Maria Zakharova, portavoce di Lavrov, ha dichiarato, a margine della vicenda dei tre giornalisti uccisi, che gli interessi russi e la presenza di istruttori militari nella regione non erano certo un segreto. Forse però, il fatto che tali istruttori siano arrivati con la copertura di un’autorizzazione dell’Onu, che ci sia un legame tra la loro presenza e lo sfruttamento di concessioni minerarie, e che facciano parte di una milizia privata controllata da un oligarca, può essere un fatto alquanto imbarazzante per tutti, Onu e Russia insieme.

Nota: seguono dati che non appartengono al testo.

Issue #125, opened 2017-07-21
Fix failed tests due to Astropy constants update


pllim:
See astropy/astropy#6383. The easy way out is simply to update the expected values to be the new ones. However, this might break the commissioning tests because Astrolib PySynphot has no concept of different versions of constants (it simply uses the older version).

PR #127, opened 2017-08-03
Fix negative leak

### LINKED ISSUE #126: Count rate with range computes sum that exceeds total count rate
Similar problem as spacetelescope/pysynphot#43 . Need to change https://github.com/spacetelescope/synphot_refactor/blob/master/synphot/observation.py#L561 to use `math.fsum()` and add a test to make sure it does not happen again.

Note: The example uses `stsynphot` specific code, but the bug is here.

```python
import stsynphot as STS
from synphot import Observation
sp = STS.parse_spec('rn(icat(k93models,44500,0.0,5.0),box(2000.000000,1.),1e-10,flam)')
bp = STS.band('stis,fuvmama,mirror,F25NDQ2,MJD#58300.0822774')
obs = Observation(sp, bp, binset=bp.binset)
c_all = obs.countrate(STS.conf.area)  # <Quantity 123649.12208258784 ct / s>
c_sub = obs.countrate(STS.conf.area, waverange=[1160.22, 12000.0])  # <Quantity 123649.12208258786 ct / s>
assert c_sub <= c_all  # AssertionError!!!
```

Fun fact: It is not easy to find a test case that raises this error using analytical models!

pllim:
Fix #126


pllim:
Failures are due to #125 and unrelated to this PR.

PR #166, opened 2018-10-19
Make effstim calculation consistent with PySynphot

### LINKED ISSUE #159: Conversion between wavelength and frequency giving discrepant results
Testing some synthetic photometry on Vega, I'm getting different results between `pysynphot` and `synphot`. I've verified that both `pysynphot` and `synphot` are using the same Vega spectrum and the bandpass ("acs,wfc1,f606w") is using the same files and plotting the filter throughput curves they look identical.

```
import pysynphot as psyn
import synphot as syn
import stsynphot as stsyn
import matplotlib.pyplot as plt
import numpy as np
import os
from astropy import units as u

# Set up bandpass
bandpass = 'acs,wfc1,f606w'
pband = psyn.ObsBandpass(bandpass)
sband = stsyn.band(bandpass)

# Set up vega spectra
pvega = psyn.FileSpectrum(os.path.join(os.environ['PYSYN_CDBS'], 'calspec', 'alpha_lyr_stis_008.fits'))
svega = stsyn.Vega

# Make observations
pvega_obs = psyn.Observation(pvega, pband)
svega_obs = syn.Observation(svega, sband, binset=sband.binset)

# Get fluxes
pflux = pvega_obs.effstim('flam')
sflux = svega_obs.effstim(syn.units.FLAM)

pflux_jy = pvega_obs.effstim('jy')
sflux_jy = svega_obs.effstim(u.Jy)
```

I've done this several different ways now, and find the following differences compared to the `pysynphot` result:

| Type            | PySynphot | Synphot | % Difference |
|-------------|--------------|---------------|-------------|
| Count rate | 36395078438.946 | 36395792271.484 | 0.00196 |
| FLAM | 2.848e-9 | 2.848e-9 | 1.4531e-14 |
| Jy | 3331.797 | 3251.440 | 2.4118 |
| FNU | 3.332e-20 | 3.251e-20 | 2.4118 |
| STmag | 0.264 | 0.264 | 2.3166e-12 |
| ABmag | 0.093 | 0.120 | 28.4093 |

Changing the obsmode (trying ACS/WFC1 F435W, F606W, F814W, and WFC3/UVIS1 F218W, F814W) gives varying results but the frequency-based values are seemingly always off by ~1-2.5% (except ABmag, which has jumped between 2–28%).

Unless I'm doing something wrong with the my commands for calculating the flux in each unit (do I need to do an extra step when using frequency-based units?), then it seems like there's something wrong with the conversion between wavelength and frequency in one of the two packages, but it's not clear which one. @pllim suggested opening this issue on the `synphot` repo so that it can be investigated (and also suggested @bhilbert4 might be interested).

pllim:
Fix #159

I can't say I understand why PHOTNU needs a special logic block. I tried converting from PHOTLAM and FLAM using bandpass pivot (like what is done with FNU etc) but it didn't work out. At least all the supported flux units give values consistent with PySynphot now (in my limited testing). 

Results *before* the fix: https://gist.github.com/pllim/2d053b327d384c587b0297950644e7d1

Results *after* the fix: https://gist.github.com/pllim/c378494302ad4df095fe506df8ae8ade

**TODO**

- [x] Wait for resolution of spacetelescope/pysynphot#103 and update this PR, if necessary
- [x] Add/fix tests
- [x] Add change log
- [x] Update examples in doc, if necessary
- [x] Wait for Tyler's feedback

cc @deustua @tddesjardins @bhilbert4 (Tyler, do you want to take this for a spin?)

### DIFF
--- a/CHANGES.rst
+++ b/CHANGES.rst
@@ -6,6 +6,7 @@
 
 - Config to use HTTP instead of FTP. [#171]
 - Fixed scalar unit conversion for VEGAMAG. [#174]
+- Bug fix for ``effstim`` calculations in some flux units. [#159, #166]
 
 0.1.2 (2018-07-19)
 ==================
--- a/docs/synphot/formulae.rst
+++ b/docs/synphot/formulae.rst
@@ -283,14 +283,16 @@ The default binning behavior is to be consistent with ASTROLIB PYSYNPHOT.
 
 Example::
 
-    >>> obs.effstim()  # Not binned
-    <Quantity 0.00054170149051543 PHOTLAM>
+    >>> obs.effstim()
+    <Quantity 0.00053744 PHOTLAM>
     >>> obs.effstim('flam')
-    <Quantity 1.992237048596971e-15 FLAM>
-    >>> obs.effstim('count', area=area, binned=True)  # Binned
-    <Quantity 6624.720529866574 ct / s>
-    >>> obs.countrate(area=area)
-    <Quantity 6624.720529866574 ct / s>
+    <Quantity 1.99333435e-15 FLAM>
+    >>> obs.effstim('count', area=area)  # Not binned
+    <Quantity 6628.36886854 ct / s>
+    >>> obs.countrate(area=area, binned=False)
+    <Quantity 6628.36886854 ct / s>
+    >>> obs.countrate(area=area)  # Binned
+    <Quantity 6628.36888121 ct / s>
 
 
 .. _synphot-formula-effwave:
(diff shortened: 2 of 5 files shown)


pllim:
I, uh, actually am suspecting that PHOTNU calculation in PYSYNPHOT is *wrong* (hence this PR is also on hold until this suspicion can be lifted). Halp...

pllim:
Oooo `coveralls` works again!

tddesjardins:
Tested this with all of the ACS/WFC filters and using different source spectra and two MJDs using the FLAM, FNU, ABmag, and STmag units. Results agree to <1E-6 mags between synphot and pysynphot, and with my simple mathematical calculations to about 1E-4 magnitudes.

Per dovere di cronaca, in questo porto delle nebbie e terra di nessuno che è la Repubblica Centrafricana, il primo maggio 2018 c’è stato un gravissimo attentato in una chiesa cattolica di Bangui, dove sono stati usati lanciagranate contro la folla riunita. Ci sono stati 30 morti e più di 100 feriti. Gli autori dell’attentato sarebbero miliziani islamici di un quartiere della capitale, il cosiddetto PK5, che il governo non controlla. «C’è una manipolazione in corso? Un’agenda nascosta? Il tentativo di far mettere il Paese sotto protettorato?» si è chiesto il cardinale Dieudonné Nzapalainga, arcivescovo di Bangui. Le risposte probabilmente sono scritte nelle foschie dei mattini equatoriali.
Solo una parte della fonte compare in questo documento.